As autoridades de defesa identificaram pelo menos uma dúzia de refinarias de petróleo e fábricas de produtos químicos desativadas, incluindo Grangemouth, Southampton e Teesside, como possíveis locais para a produção de explosivos e munições.
O Ministério da Defesa está a explorar a Grã-Bretanha em busca de locais para a construção de pelo menos seis novas fábricas de munições, como parte de um programa de 6 mil milhões de libras para aumentar os seus fornecimentos, como parte de uma campanha de rearmamento em toda a NATO.
E-mails publicados Site da doninha O Ministério da Defesa, o Departamento de Comércio e o Executivo de Saúde e Segurança acreditam que pelo menos quatro locais em Grangemouth, onde a mais antiga refinaria de petróleo da Grã-Bretanha fechou no início deste ano e muitas empresas químicas foram fechadas, poderiam ser adequados.
Outros locais incluem a proposta fábrica de baterias BritishVolt perto de Newcastle, a refinaria de petróleo Milford Haven no País de Gales, Laborton e Ulverston em Cumbria, vários locais em Teesside, incluindo Seal Sands, e um terminal petrolífero em Loch Long, na Escócia, perto do depósito subterrâneo de bombas do Ministério da Defesa em Glen Douglas, considerado o maior da Europa.
Os sites foram expostos inadvertidamente quando funcionários do Ministério da Defesa não editaram adequadamente a resposta de liberdade de informação sobre Grangemouth e não permitiram a leitura de seções ocultadas. O Ministério da Defesa reconheceu ter violado a privacidade de funcionários e parceiros comerciais e pediu desculpas.
Afirmou que não foram tomadas decisões sobre as instalações, mas que está a investir 1,5 mil milhões de libras para construir uma série de fábricas de munições “sempre ligadas” que criarão cerca de 1.000 empregos e garantirão que “a defesa seja o motor do crescimento”.
O governo escocês disse estar “empenhado em desempenhar plenamente o seu papel” na defesa do Reino Unido e dos seus aliados, mas que “não temos conhecimento destes planos e os funcionários do governo escocês estão a contactar urgentemente o Ministério da Defesa para compreender mais detalhes do que está a ser proposto”.
No âmbito do Projecto Nobel, um programa que leva o nome de Alfred Nobel, o inventor da dinamite, as autoridades estão em conversações com três empresas de armas estrangeiras com ligações existentes ao Departamento de Defesa para construir novas instalações para produzir trinitrotolueno (TNT), explosivo de demolição real (RDX) e nitrocelulose.
Um local que foi considerado, mas que provavelmente será descartado, é a antiga fábrica de dinamite que Nobel construiu em Ardeer, Ayrshire, em 1871, que empregou 13 mil pessoas no seu auge, mas foi fechada no início da década de 1990.
Autoridades de defesa estão em negociações com empresas de investimento, incluindo a Scottish Enterprise, sobre esta “atividade em grande escala”; Foi-lhes dito que as antigas instalações químicas e de refinaria tinham prioridade porque já tinham sido controladas em termos de segurança e tinham acesso rodoviário, ferroviário e portuário, bem como serviços essenciais.
A Scottish Enterprise, uma agência do governo escocês, foi informada de que os estudos de viabilidade do Ministério da Defesa “foram concluídos por uma série de empresas; algumas das quais já possuem um local licenciado para explosivos e podem ser expandidas para áreas próximas, e outras estão apenas começando a operar no Reino Unido”.

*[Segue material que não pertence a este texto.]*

PR #1839, opened 2020-08-10
Support edges, nodedata in syn.nodes feed func

mikemoritz:


synapse/lib/snap.py
```diff
@@ -894,6 +894,16 @@ async def addNodes(self, nodedefs):
                                         logger.warning(mesg)
                                         continue
 
+                        nodedata = forminfo.get('nodedata')
+                        if nodedata is not None:
+                            for name, data in nodedata.items():
+                                await node.setData(name, data)
```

Após o lançamento do boletim informativo
As autoridades também disseram que o fechamento de fábricas em Grangemouth, onde centenas de empregos foram recentemente perdidos, significa que “esta área provavelmente oferecerá uma força de trabalho pronta”. A área de Tees Valley “parece oferecer a maior proximidade às matérias-primas relevantes”, enquanto os campos da Cúmbria “parecem ser os mais distantes e podem, portanto, ser mais adequados em termos da quantidade de distâncias necessárias”.
Os investimentos do Ministério da Defesa já causaram tensões significativas entre o Reino Unido e o governo escocês, com os estaleiros navais em Glasgow e perto de Edimburgo no centro do programa de construção naval da Marinha Real.
Os ministros em Edimburgo tentaram conciliar as objecções às empresas britânicas que abastecem as Forças de Defesa de Israel com o facto de as mesmas empresas estarem a ajudar as forças armadas do Reino Unido a lidar com a ameaça crescente da Rússia, e com as exigências de Donald Trump de que os membros europeus da NATO aumentem os gastos com defesa.
Escocês em setembro O governo alertou as empresas que produzem armas para as FDI que perderiam financiamento público, mas as mesmas empresas também fornecem armas ao Ministério da Defesa e a outros países da NATO.